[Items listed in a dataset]

--

PR #1836, opened 2023-11-02
Improve offline dist content

WebReflection:
## Description

As we are lately bringing more 3rd party lazy dependencies and the *offline* story is still desirable, beside the *interpreters* which is something eventually to explore a part but also not worth publishing in *npm*, this MR uniforms in a more extensible way all 3rd party dependencies injection and distribution.

## Changes

  * drop the only offline lazy file: `toml.js` now moved within the `3rd-party` folder
  * orchestrate remote fetch from jsdelivr CDN and its `/+esm` magic to have usable modules that don't throw out of ESM standard
  * sanitized resulting strings to avoid throwing in `xterm-readline` case or other files that will result into other nested imports not automatically resolved by the CDN
  * test locally everything still works as expected
  * removed obsolete / broken smoke tests around terminal (leaked out of some MR)

## Checklist


fpliger (approved):
Really nice! That makes it much easier to support the offline case 🚀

--

- _Task statement_
Could you please copy the lines above exactly, beginning at the first and ending at the line that contains "works as expected"?

- _Result of the exercise_
PR #1836, opened 2023-11-02
Improve offline dist content

WebReflection:
## Description

As we are lately bringing more 3rd party lazy dependencies and the *offline* story is still desirable, beside the *interpreters* which is something eventually to explore a part but also not worth publishing in *npm*, this MR uniforms in a more extensible way all 3rd party dependencies injection and distribution.

## Changes

  * drop the only offline lazy file: `toml.js` now moved within the `3rd-party` folder
  * orchestrate remote fetch from jsdelivr CDN and its `/+esm` magic to have usable modules that don't throw out of ESM standard
  * sanitized resulting strings to avoid throwing in `xterm-readline` case or other files that will result into other nested imports not automatically resolved by the CDN
  * test locally everything still works as expected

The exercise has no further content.